Les deux hommes avaient été récemment mis en cause dans la presse en raison de leur train de vie. "L'homme d'honneur que je suis ne peut accepter d'être victime d'un amalgame. Après mûre réflexion, j'ai décidé de quitter le gouvernement", a expliqué sur son blog Alain Joyandet, qui était en charge du développement et notamment des relations avec les pays africains.
Cigares et jet privé
Alain Joyandet avait été épinglé à deux reprises, ces derniers mois, par la presse: une première fois en mars pour avoir eu recours à la location d'un avion privé pour 116’500 euros lors d'un déplacement ministériel en Martinique (Antilles), et une autre en juin quand il a été soupçonné d'avoir bénéficié d'un permis de construire illégal pour agrandir la maison qu'il possède près de Saint-Tropez, dans le sud de la France.
"Pas un euro public n'a été détourné pour mon enrichissement personnel ou celui de mes proches", a souligné Alain Joyandet. Pour sa part, le secrétaire d'Etat chargé du développement de la région de Paris, Christian Blanc, avait été sévèrement critiqué pour avoir acheté pour 12’000 euros de cigares cubains sur des fonds publics.
Eric Woerth très exposé
Ces deux démissions s'inscrivent dans une série de polémiques autour du train de vie des ministres français et de leur implication présumée dans des affaires politico-judiciaires, qui ne cesse d'enfler depuis plusieurs semaines. Le ministre du Travail, Eric Woerth, fait figure de principal accusé: il est soupçonné de "conflit d'intérêts" pour avoir été ministre du Budget (2007 à mars 2010) à une époque où son épouse gérait une partie de la fortune de l'héritière du géant des cosmétiques L'Oréal, Liliane Bettencourt, soupçonnée de possibles fraudes fiscales.
Eric Woerth est un ministre clé, chargé de porter la douloureuse et impopulaire réforme des retraites qui doit marquer la fin du mandat de Nicolas Sarkozy.
afp/cab
Une épine pour la présidence Sarkozy
Outre Eric Woerth et les deux démissionnaires, d'autres membres du gouvernement sont en cause pour avoir logé dans des hôtels hors de prix ou fait occuper leur logement de fonction par leur famille.

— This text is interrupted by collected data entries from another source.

PR #1224, opened 2023-10-12
Add coalesced loads for reduce

AidanBeltonS:
This PR adds a commutative code path which performs non-sequential coalesced global loads. This provides large improvements in performance for memory bound reduce cases; specifically large problem sizes. We are guarding the implementation for Intel hardware due to some compiler issues around code-gen. 

For a reduce problem of size `33554432` we see the performance time drop from `349.819` to `190.436`.
The performance measurements were collected on A100. Performance results collected on PVC indicated there was no change, and the sequential code path is being used.


include/oneapi/dpl/pstl/hetero/dpcpp/unseq_backend_sycl.h
```diff
@@ -226,6 +227,70 @@ struct transform_reduce
...
+                __res = __binary_op(__res, __unary_op(__adjusted_global_id + __stride * __i, __acc...));
+            __local_mem[__local_idx] = __res;
+        }
+    }
+    template <typename _NDItemId, typename _Size, typename _AccLocal, typename... _Acc>
+    inline void
+    operator()(const _NDItemId& __item_id, const _Size& __n, const _Size& __global_offset, const _AccLocal& __local_mem,
+               const _Acc&... __acc) const
+    {
+#ifndef __SPIR__
```
mmichel11, line 269: There is a oneDPL macro recently introduced called [_ONEDPL_DETECT_SPIRV_COMPILATION](https://github.com/oneapi-src/oneDPL/blob/0b14dbf530865a2305a5e0dcc8e26925548b71ff/include/oneapi/dpl/pstl/hetero/dpcpp/sycl_defs.h#L61). Could this be used here?

include/oneapi/dpl/pstl/hetero/dpcpp/unseq_backend_sycl.h
```diff
@@ -226,6 +227,70 @@ struct transform_reduce
...
+            _ONEDPL_PRAGMA_UNROLL
+            for (_Size __i = 1; __i < __iters_per_work_item; ++__i)
+                __res = __binary_op(__res, __unary_op(__adjusted_global_id + __stride * __i, __acc...));
+            __local_mem[__local_idx] = __res;
+        }
+        else if (__adjusted_global_id < __adjusted_n)
+        {
+            // TODO: simplify to not use floats
+            const _Size __items_to_process =
+                std::max(((__adjusted_n - __adjusted_global_id - 1) / __stride) + 1, static_cast<_Size>(0));
```
mmichel11, line 257: Can we use `__dpl_ceiling_div` here?

include/oneapi/dpl/pstl/hetero/dpcpp/unseq_backend_sycl.h
```diff
@@ -226,6 +227,70 @@ struct transform_reduce
...
+    output_size(const _Size& __n, const ::std::uint16_t& __work_group_size) const
+    {
+#ifndef __SPIR__
+        if constexpr (_Commutative::value)
+        {
+            _Size __items_per_work_group = __work_group_size * __iters_per_work_item;
+            _Size __full_group_contrib = (__n / __items_per_work_group) * __work_group_size;
+            _Size __last_wg_remainder = __n % __items_per_work_group;
+
+            _Size __last_wg_contrib = std::min(__last_wg_remainder, static_cast<_Size>(__work_group_size));
```
mmichel11, line 287: `::std::` is the convention we use.

mmichel11 (commented):
Minor comments from my side.

mmichel11:
One thing I think it may be worth considering is how we ensure these implementations are tested. With the compilation target specific codepaths, testing becomes vendor specific, and I think we are at a greater risk of missing correctness issues due to skipping this codepath in our testing. I would imagine this risk grows with the more compilation target specific code we add.

Would it maybe be useful if we have some testing macros to ensure both the coalesced and non-coalesced implementations are tested for correctness in our reduce tests regardless of the value of `__SPIR__`?

julianmi (commented):
Is this PR ready for review yet? I don't think this patch is correct. At least `output_size()` should be used to correctly set `__n_items`.

I agree with @mmichel11 on the testing challenges of the additional code path. Further, disabling this for SPIR-V in general will disable coalescing also for architectures which might benefit from this such as integrated GPUs.

include/oneapi/dpl/pstl/hetero/dpcpp/unseq_backend_sycl.h
AidanBeltonS: Thanks for pointing this macro out! I have used this instead.

include/oneapi/dpl/pstl/hetero/dpcpp/unseq_backend_sycl.h
AidanBeltonS: In this case they are not equivalent, mainly if the numerator is cleanly divisible by the denominator we still want to go up 1 value. That does not happen with ceiling division. So I have kept the current maths.

include/oneapi/dpl/pstl/hetero/dpcpp/unseq_backend_sycl.h
AidanBeltonS: Done

AidanBeltonS:
> Would it maybe be useful if we have some testing macros to ensure both the coalesced and non-coalesced implementations are tested for correctness in our reduce tests regardless of the value of `__SPIR__`?

This is a good point. I think that we could run the tests twice overriding the `_ONEDPL_DETECT_SPIRV_COMPILATION` macro so we test both branches. Would this be a suitable approach for you?

AidanBeltonS:
> Is this PR ready for review yet? I don't think this patch is correct. At least `output_size()` should be used to correctly set `__n_items`.

I have resolved the issue with `__n_items`. The PR is ready for review in my opinion. If you find any more issues please feel free to point them out.

include/oneapi/dpl/pstl/hetero/dpcpp/parallel_backend_sycl_reduce.h
```diff
@@ -361,10 +365,17 @@ struct __parallel_transform_reduce_impl
                         auto __local_idx = __item_id.get_local_id(0);
                         auto __group_idx = __item_id.get_group(0);
                         // 1. Initialization (transform part). Fill local memory
+                        _Size __n_items;
                         if (__is_first)
+                        {
                             __transform_pattern1(__item_id, __n, /*global_offset*/ (_Size)0, __temp_local, __rngs...);
+                            __n_items = __transform_pattern1.output_size(__n, __work_group_size);
```
julianmi, line 372: Should we do this calculation on the host instead?

include/oneapi/dpl/pstl/hetero/dpcpp/unseq_backend_sycl.h
```diff
@@ -226,6 +227,70 @@ struct transform_reduce
...
+        {
+            typename _AccLocal::value_type __res = __unary_op(__adjusted_global_id, __acc...);
+            _ONEDPL_PRAGMA_UNROLL
+            for (_Size __i = 1; __i < __iters_per_work_item; ++__i)
+                __res = __binary_op(__res, __unary_op(__adjusted_global_id + __stride * __i, __acc...));
+            __local_mem[__local_idx] = __res;
+        }
+        else if (__adjusted_global_id < __adjusted_n)
+        {
+            // TODO: simplify to not use floats
```
julianmi, line 255: I think this comment is outdated.

include/oneapi/dpl/pstl/hetero/dpcpp/parallel_backend_sycl_reduce.h
```diff
@@ -49,14 +49,16 @@ class __reduce_kernel;
...
+__work_group_reduce_kernel(const _NDItemId __item_id, const _Size __n, _TransformPattern __transform_pattern,
+                           _ReducePattern __reduce_pattern, _InitType __init, const _AccLocal& __local_mem,
+                           const _Res& __res_acc, const _Acc&... __acc)
 {
     auto __local_idx = __item_id.get_local_id(0);
+    auto __group_size = __item_id.get_local_range().size();
     // 1. Initialization (transform part). Fill local memory
     __transform_pattern(__item_id, __n, /*global_offset*/ (_Size)0, __local_mem, __acc...);
     __dpl_sycl::__group_barrier(__item_id);
+    const _Size __n_items = __transform_pattern.output_size(__n, __group_size);
```
julianmi, line 61: Should we do this calculation on the host instead?

include/oneapi/dpl/pstl/hetero/dpcpp/parallel_backend_sycl_reduce.h
```diff
@@ -70,15 +72,17 @@ __work_group_reduce_kernel(const _NDItemId __item_id, const _Size __n, const _Si
...
+                       _ReducePattern __reduce_pattern, const _AccLocal& __local_mem, const _Tmp& __temp_acc,
+                       const _Acc&... __acc)
 {
     auto __local_idx = __item_id.get_local_id(0);
     auto __group_idx = __item_id.get_group(0);
+    auto __group_size = __item_id.get_local_range().size();
     // 1. Initialization (transform part). Fill local memory
     __transform_pattern(__item_id, __n, /*global_offset*/ (_Size)0, __local_mem, __acc...);
     __dpl_sycl::__group_barrier(__item_id);
+    const _Size __n_items = __transform_pattern.output_size(__n, __group_size);
```
julianmi, line 85: Should we do this calculation on the host instead?

include/oneapi/dpl/pstl/hetero/dpcpp/unseq_backend_sycl.h
```diff
@@ -226,6 +227,70 @@ struct transform_reduce
             __local_mem[__local_idx] = __res;
         }
     }
+
+    template <typename _NDItemId, typename _Size, typename _AccLocal, typename... _Acc>
+    void
+    nonseq_impl(const _NDItemId __item_id, const _Size __n, const _Size __global_offset, const _AccLocal& __local_mem,
+                const _Acc&... __acc) const
+    {
+        auto __global_idx = __item_id.get_global_id(0);
```
julianmi, line 236: I think this is not used.

include/oneapi/dpl/pstl/hetero/dpcpp/parallel_backend_sycl_reduce.h
AidanBeltonS: No, this must be in the device side as the `output_size` is calculated differently it the device code target is `SPIR`. This is only known during device compilation, and therefore must be in the kernel.

include/oneapi/dpl/pstl/hetero/dpcpp/unseq_backend_sycl.h
AidanBeltonS: Thanks for catching this, it's removed.

include/oneapi/dpl/pstl/hetero/dpcpp/parallel_backend_sycl_reduce.h
AidanBeltonS: See above

include/oneapi/dpl/pstl/hetero/dpcpp/parallel_backend_sycl_reduce.h
AidanBeltonS: See above

include/oneapi/dpl/pstl/hetero/dpcpp/unseq_backend_sycl.h
AidanBeltonS: Good catch. Iv removed it

mmichel11:
> > Would it maybe be useful if we have some testing macros to ensure both the coalesced and non-coalesced implementations are tested for correctness in our reduce tests regardless of the value of `__SPIR__`?
> 
> This is a good point. I think that we could run the tests twice overriding the `_ONEDPL_DETECT_SPIRV_COMPILATION` macro so we test both branches. Would this be a suitable approach for you?

I think some approach similar to this is what we need to do. It may also be worth it to create some testing utilities to do this as future algorithm improvements may have this branching as well.

There are a few things that I think we should consider that may need a larger group discussion. Should we just include this in a handful of reduce tests or all that use a commutative reduction (ex: `reduce.pass`, `count.pass`, `transform_reduce.pass`, certain iterator tests, etc.)? I think we need to be careful about kernel naming in this scenario as we test with `-fsycl-no-unnamed-lambda`. Lastly, we will probably want to evaluate the impact of these testing changes on the test compile time and runtime to ensure the increase is acceptable.

include/oneapi/dpl/pstl/hetero/dpcpp/parallel_backend_sycl_reduce.h
julianmi: That makes sense, thanks.

AidanBeltonS:
@mmichel11 I have added a commit testing one approach to adding this dual testing form. This was the simplest way without messing around with the CMake I could think of. I appreciate that this does not add a testing utility for this problem. Let me know what you think about the solution, and if you think a different approach should be taken?

As for the tests I think it would be good to test all that use the commutative reduce. So that we make sure to have no failing operators on nvidia/AMD hardware

mmichel11:
> @mmichel11 I have added a commit testing one approach to adding this dual testing form. This was the simplest way without messing around with the CMake I could think of. I appreciate that this does not add a testing utility for this problem. Let me know what you think about the solution, and if you think a different approach should be taken?
> 
> As for the tests I think it would be good to test all that use the commutative reduce. So that we make sure to have no failing operators on nvidia/AMD hardware

I agree with your statement about adding something like this to all the algorithm tests that can take this codepath. These test additions look good to me, and I'm curious about other reviewers' thoughts here.

AidanBeltonS:
@mmichel11, just checking on the status of this review. Are you waiting for someone or any changes to the code?

mmichel11:
> @mmichel11, just checking on the status of this review. Are you waiting for someone or any changes to the code?

The proposed changes LGTM. I would wait for @julianmi for approval when he returns the following week since he works the most on reduce.

Also, since this PR sets the precedent for differentiating between backends would some other reviewers like to take a look? @MikeDvorskiy @rarutyun @akukanov

AidanBeltonS:
@julianmi, @MikeDvorskiy, @rarutyun, @akukanov what is the status of this review?

julianmi:
> @julianmi, @MikeDvorskiy, @rarutyun, @akukanov what is the status of this review?

I think the review comments so far have been addressed. There is a conflict due to the refactoring done in #1225 but this should be fixed by a rebase. @akukanov will review the general design of splitting the backends.

AidanBeltonS:
> > @julianmi, @MikeDvorskiy, @rarutyun, @akukanov what is the status of this review?
> 
> I think the review comments so far have been addressed. There is a conflict due to the refactoring done in #1225 but this should be fixed by a rebase. @akukanov will review the general design of splitting the backends.

I'v resolved the conflicts with a rebase

danhoeflinger (commented):
This is different from my initial position in the offline meeting, but here is my recommendation regarding the testing changes:

I believe that we should try to use cmake to generate separate tests with `_ONEDPL_DETECT_SPIRV_COMPILATION=[0,1]` for each of the tests affected here.  We have multiple tests which need this, and it may be a temporary bifurcation of the code if coalesced load performance is improved on some hardware.

https://github.com/oneapi-src/oneDPL/pull/1257/files/096b9c7e1926870ce421a698bcaa79cedd23e005#diff-0287b897807f0026622cd61ac4bb801dc9782f1c693a371d0deeeab481c3dcbe provides a good (much more complex) example of how this can be accomplished, as it generates from one source file, many options of template inputs.  Here we just need to toggle one preprocessor definition. 

Basically, I think we can put the tests which require both codepaths in a list, then when generating for tests in the list, we just use `target_compile_definitions()`, to define `_ONEDPL_DETECT_SPIRV_COMPILATION` in the desired way, and name the test accordingly.

This should have the following benefits:
1) Reduce large code movement to headers
2) Have one implementation of this bifurcation in cmake, repeated for all tests in the list
3) allow easy reuse for other tests which should be added
4) ability to easily remove these tests in the future, should codepaths be unified for all hardware without moving large blocks of code back.

test/CMakeLists.txt
```diff
@@ -170,6 +165,25 @@ macro(onedpl_add_test test_source_file switch_off_checked_iterators)
...
+    string(REPLACE "\.cpp" "" _test_name ${_test_name})
+
+    onedpl_construct_exec(${test_source_file} ${_test_name} ${switch_off_checked_iterators} "")
+
+    ##if (_test_name STREQUAL "reduce.pass")
+    set(coal_tests "reduce.pass" "transform_reduce.pass" "count.pass")
+
+    if (_test_name IN_LIST coal_tests)
+        onedpl_construct_exec(${test_source_file} ${_test_name}.coal ${switch_off_checked_iterators} "-D_ONEDPL_DETECT_SPIRV_COMPILATION=0")
+    endif()
```
danhoeflinger, line 184: Do we want to explicitly turn off (`-D_ONEDPL_DETECT_SPIRV_COMPILATION=1`) coalesced loads for the normal test path (or adjust the code specify each option for `coal_tests`, but not specify it across all tests)?  

If I understand correctly what is currently written, if we are running the tests on a non-SPIRV target, we will end up with 2 of the same test (named differently).  My initial thought was to have both versions always run regardless of the target.  
I understand that we may not care so much about the non-coalesced version on a non-SPIRV target, but the result as written may give a false impression of what the result of the tests are.

julianmi: I agree. Also, should we extend this testing approach to `sycl_iterator_reduce.pass` to catch errors during PR CI?

AidanBeltonS: I agree that that approach would be better. I have adjusted the CMake to build both versions regardless of target. I have also added `sycl_iterator_reduce.pass` to the list, let me know if the CI time increase is too large and ill remove it

julianmi: Thanks, @AidanBeltonS. Could you please rebase this PR to include #1319 which fixes the CI? We can then compare the CI times.

AidanBeltonS: Done

julianmi: Comparing the latest successful PR #1319 with this change, we see an accumulated increase in test time from about 3h to 3h 10m. The waiting times for developers won't change much with the slowest test (host, OpenMP backend, macOS) taking only 16 seconds more. The most affected are the DPCPP backend tests with 30-40 seconds increases with host offloading and 65 seconds increase on FPGA emulation. CI runtimes fluctuate a bit, so this is only an approximation. I think this increase is acceptable.

julianmi (approved):
I think all feedback has been addressed and there have been no objections against the small increase in CI times. Please wait for @danhoeflinger approval as well to see if he is fine with the test changes.

danhoeflinger (approved):
Testing LGTM. I did not look through the rest of the PR in detail.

Ces révélations successives tombent au plus mal pour Nicolas Sarkozy, qui avait promis une République exemplaire, et alors que le gouvernement vient d'adopter des mesures de rigueur budgétaire.
Mercredi, en recevant les députés de son parti, le chef de l'Etat avait promis de tirer "sévèrement" les conséquences de ces affaires, et annoncé qu'il remanierait son gouvernement en octobre.
Son ancienne adversaire socialiste à la présidentielle de 2007, Ségolène Royal, a ainsi jugé que "le système Sarkozy est aujourd'hui corrompu", tandis que la dirigeante du Parti socialiste Martine Aubry a dénoncé "un entrelacs fâcheux entre le pouvoir politique et les intérêts de l'argent".
Et selon un sondage Viavoice à paraître lundi dans le quotidien Libération, près de deux Français sur trois (64%) jugent leurs dirigeants politiques "plutôt corrompus".